W ostatnim czasie przekonałem się jednak jak bardzo się myliłem.

Nie miałem na myśli jedynie bruneta, którego nie do końca uważałem za złą osobę. A przynajmniej nie chciałem tak o nim sądzić, próbując łudzić się, iż musiał pogubić się we własnych uczuciach gdy się mną bawił.
Mowa tutaj o stalkerze, który podrzucał mi liściki z groźbami i szantażem. Zapomniałem wcześniej wspomnieć o tym, że po spaleniu motoru mulata dostałem od niego kolejny liścik, w którym ten pochwalił mnie za dobrą robotę, dodając, że to jeszcze nie koniec. Byłem „uradowany" tą wieścią, która jeszcze bardziej poprawiła mój i tak już cudowny humor.

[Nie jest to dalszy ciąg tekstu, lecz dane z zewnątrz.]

PR #5923, opened 2023-05-30
layers: Fix printing wrong SPIR-V type for builtin

spencer-lunarg:
`BuiltIns` are a type of `Decoration` - I realize when I added this I provided the wrong `string_Spv` helper and was not printing out correct, useful values

------

Before

```
[ VUID-RuntimeSpirv-OpVariable-08746 ] ... Mistmatch in BuiltIn blocks:
 VK_SHADER_STAGE_VERTEX_BIT Output Block {
	0: RelaxedPrecision
	1: SpecId
}
VK_SHADER_STAGE_GEOMETRY_BIT Input Block {
	0: RelaxedPrecision
	1: SpecId
	2: BufferBlock
}
```

now

```
[ VUID-RuntimeSpirv-OpVariable-08746 ] ... Mistmatch in BuiltIn blocks:
 VK_SHADER_STAGE_VERTEX_BIT Output Block {
	0: Position
	1: PointSize
}
VK_SHADER_STAGE_GEOMETRY_BIT Input Block {
	0: Position
	1: PointSize
	2: ClipDistance
}
```


juan-lunarg (approved):

layers/vulkan/generated/spirv_grammar_helper.h
```diff
@@ -52,5 +52,6 @@ const char* string_SpvOpcode(uint32_t opcode);
 const char* string_SpvStorageClass(uint32_t storage_class);
 const char* string_SpvExecutionModel(uint32_t execution_model);
 const char* string_SpvDecoration(uint32_t decoration);
+const char* string_SpvBuiltIn(uint32_t built_in);
```
juan-lunarg, line 55: Minor nitpick is the lack of type safety. IE this function takes a uint32_t.

But that is seems to be consistent with the other `string_Spv` functions.

spencer-lunarg: SPIR-V is just a stream of `uint32_t` words by definition, not really sure what other type to use

spencer-lunarg: so I guess all of this SPIR-V code is based off what is parsed from the binary, we are never just going to go `string_SpvBuiltIn(89)`, it will always be some result of the `std::vector<uint32_t> SHADER_MODULE_STATE::words_` object that was found

I guess from my experience with other SPIR-V related projects, wrapping the `uint32_t` to something like `SpirvToken` makes me assume there will be more then just the `uint32_t` (which I guess is what our `Instruction` is trying to do)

Mimo wszystko dni bardzo szybko mi mijały, a dzisiaj był już piątek. Nie miałem na niego żadnych konkretnych planów, nie będąc z nikim umówionym i niespecjalnie mając ochotę na jakiekolwiek wyjścia. Siedziałem właśnie na kanapie w salonie, grając na telefonie w Angry Birds. Szczerze powiedziawszy, nie miałem siły na to by zrobić ze swoim życiem coś produktywnego. Ostatnio coraz częściej dopadał mnie stan bezczynności i całkiem odpowiadało mi „nic nie robienie", szczególnie ze względu na moje złe samopoczucie.

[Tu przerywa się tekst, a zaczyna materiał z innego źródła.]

PR #5929, opened 2023-05-30
Enable Win32 testing on CI

juan-lunarg:
- Fix `NegativeQuery.PerformanceCreation`
- Enables FullScreen testing on MockICD only. Also made naming consistent Fullscreen -> FullScreen to make it easier to run tests.
- Enable CI testing

### DIFF
--- a/tests/negative/query.cpp
+++ b/tests/negative/query.cpp
@@ -79,6 +79,7 @@ TEST_F(NegativeQuery, PerformanceCreation) {
     // Invalid counter indices
     counterIndices.push_back(counters.size());
     perf_query_pool_ci.counterIndexCount++;
+    perf_query_pool_ci.pCounterIndices = counterIndices.data();
     m_errorMonitor->SetDesiredFailureMsg(kErrorBit, "VUID-VkQueryPoolPerformanceCreateInfoKHR-pCounterIndices-03321");
     query_pool.init(*m_device, query_pool_ci);
     m_errorMonitor->VerifyFound();
--- a/tests/negative/wsi.cpp
+++ b/tests/negative/wsi.cpp
@@ -2772,7 +2772,7 @@ TEST_F(NegativeWsi, SwapchainMaintenance1ExtensionRelease) {
     vk::QueueWaitIdle(m_device->m_queue);
 }
 
-#if defined(VVL_TESTS_ENABLE_EXCLUSIVE_FULLSCREEN) && defined(VK_USE_PLATFORM_WIN32_KHR)
+#if defined(VK_USE_PLATFORM_WIN32_KHR)
 TEST_F(NegativeWsi, AcquireFullScreenExclusiveModeEXT) {
     TEST_DESCRIPTION("Test vkAcquireFullScreenExclusiveModeEXT.");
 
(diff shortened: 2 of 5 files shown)


tests/negative/query.cpp
```diff
@@ -79,6 +79,7 @@ TEST_F(NegativeQuery, PerformanceCreation) {
     // Invalid counter indices
     counterIndices.push_back(counters.size());
     perf_query_pool_ci.counterIndexCount++;
+    perf_query_pool_ci.pCounterIndices = counterIndices.data();
```
juan-lunarg, line 82: On line 65 we assign `pCounterIndicies` to `&counterIndices[0]` however on line 80 we push_back.

On MSVC this resulted in references to std::vector being invalidated. Causing testing to fail on GHA.

tests/negative/wsi.cpp
```diff
@@ -2772,7 +2772,7 @@ TEST_F(NegativeWsi, SwapchainMaintenance1ExtensionRelease) {
     vk::QueueWaitIdle(m_device->m_queue);
 }
 
-#if defined(VVL_TESTS_ENABLE_EXCLUSIVE_FULLSCREEN) && defined(VK_USE_PLATFORM_WIN32_KHR)
```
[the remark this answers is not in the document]
arno-lunarg: Nice, more coverage!!!

tests/negative/query.cpp
arno-lunarg: Nice catch!

tests/positive/wsi.cpp
```diff
@@ -188,6 +188,10 @@ TEST_F(PositiveWsi, GetPhysicalDeviceSurfaceCapabilities2KHRWithFullscreenEXT) {
         GTEST_SKIP() << RequiredExtensionsNotSupported() << " not supported.";
     }
 
+    if (!IsPlatform(kMockICD)) {
+        GTEST_SKIP() << "Only run test MockICD due to CI stability";
+    }
+
```
arno-lunarg, line 194:
```suggestion
#ifndef VVL_TESTS_ENABLE_EXCLUSIVE_FULLSCREEN
    if (!IsPlatform(kMockICD)) {
        GTEST_SKIP() << "Only run test MockICD due to CI stability";
    }
#endif
```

Dlatego też byłem bardzo zawiedziony, słysząc rozbrzmiewający w moim domu dzwonek do drzwi. Zmarszczyłem czoło, podnosząc się niechętnie z kanapy i powolnym krokiem skierowałem się do wejścia. Przekręciłem zamek, a moim oczom ukazał się Zayn. Przełknąłem gulę w gardle, mając przed oczami jego płonący motor. Jednocześnie uśmiechnąłem się do niego na powitanie, nie chcąc wystraszyć go moją spłoszoną miną.